A probabilistic framework in PyTorch for phylogenetic models
https://4ment.github.io/torchtree
GNU General Public License v3.0
12 stars 2 forks source link

Name and order of the relative frequencies and rates #7

Open maremita opened 1 year ago

maremita commented 1 year ago

Hello, In the CSV sampling file, the parameters of the substitution models are tagged by their index (substmodel.frequencies.[0, 1,..], substmodel.rates.[0, 1,..]) and not by their names (for example [A, G, C, T] and [AG, AC, AT, GC, GT, CT] for nucleotide). I couldn't find in the source code documentation of their name/order, and it's not easy to guess it from the code of q() that builds the substitution matrix of the GTR model.

It will be helpful to document their names somewhere to facilitate comparisons and post-analysis tasks.
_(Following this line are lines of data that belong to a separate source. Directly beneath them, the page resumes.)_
PR #7, opened 2025-01-10
feat(revenue): Add initial skeleton revenue script

jophish:
This is the first PR in a chain to get an initial version of the Beefy revenue attribution script working. See this [closed PR](https://github.com/mobilestack-xyz/funding-layer/pull/6#issue-2778995969) for a description/high-level overview of what this will eventually look like; I closed that PR in favor of a series of smaller PRs. I recommend reading the overview linked above to get a sense of what exactly these PRs are working towards.

This PR introduces a skeleton framework for writing handlers for calculating revenue attribution for different protocols.

### DIFF
--- a/.eslintrc.js
+++ b/.eslintrc.js
@@ -8,6 +8,16 @@ module.exports = {
     'plugin:import/recommended',
     'plugin:import/typescript',
   ],
+  rules: {
+    '@typescript-eslint/no-unused-vars': [
+      'error',
+      {
+        argsIgnorePattern: '^_',
+        varsIgnorePattern: '^_',
+        caughtErrorsIgnorePattern: '^_',
+      },
+    ],
+  },
   parser: '@typescript-eslint/parser',
   plugins: ['@typescript-eslint', 'import'],
   settings: {
--- a/scripts/calculateRevenue/calculateRevenue.ts
+++ b/scripts/calculateRevenue/calculateRevenue.ts
@@ -17,11 +17,11 @@ async function main(args: ReturnType<typeof parseArgs>) {
     console.log(
       `Calculating revenue for ${address} (${i + 1}/${eligibleAddresses.length})`,
     )
-    const userResult = await handler(
+    const userResult = await handler({
       address,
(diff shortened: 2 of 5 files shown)


.eslintrc.js
```diff
@@ -8,6 +8,16 @@ module.exports = {
     'plugin:import/recommended',
     'plugin:import/typescript',
   ],
+  rules: {
+    '@typescript-eslint/no-unused-vars': [
+      'error',
+      {
+        argsIgnorePattern: '^_',
+        varsIgnorePattern: '^_',
+        caughtErrorsIgnorePattern: '^_',
```
satish-ravi, line 17: is this temporary for the skeleton function you have below? If so can you just use eslint-disable comment?

scripts/calculateRevenue/calculateRevenue.ts
```diff
@@ -0,0 +1,79 @@
...
+  const handler = calculateRevenueHandlers[args['protocol-id'] as Protocol]
+
+  const allResults: Record<string, RevenueResult> = {}
+
+  for (let i = 0; i < eligibleAddresses.length; i++) {
+    const address = eligibleAddresses[i]
+    console.log(
+      `Calculating revenue for ${address} (${i + 1}/${eligibleAddresses.length})`,
+    )
+    const userResult = await handler(
```
satish-ravi, line 20: is this await better to do it serially? or can we use Promise.all?

silasbw (approved):

.eslintrc.js
jophish: This will be removed once everything's done. For some reason I thought that we already had this rule baked into our config somewhere, but apparently not.

scripts/calculateRevenue/calculateRevenue.ts
jophish: I worry about running into 429s if we parallelize all these calls. Eventually, the helper methods responsible for fetching data will be memoized/cached, so subsequent calls should be much faster.

jh2oman (approved):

Thank you Mathieu @4ment. Amine.

maremita commented 1 year ago

I ran some simulations with different frequencies and rates values and compared the results to PhyML. I think the order for torchtree is frequencies = [A, C, G, T] and rates = [AC, AG, AT, CG, CT, GT], which follows the standard order (sorted alphabetically and found in popular tools). However, we can find different orders in other tools and textbooks. For example the recent variational phylogenetics tool VBPI uses frequencies = [A, G, C, T] and rates = [AG, AC, AT, GC, GT, CT]. EvoVGM, a generative variational model, adopted the same order as VBPI.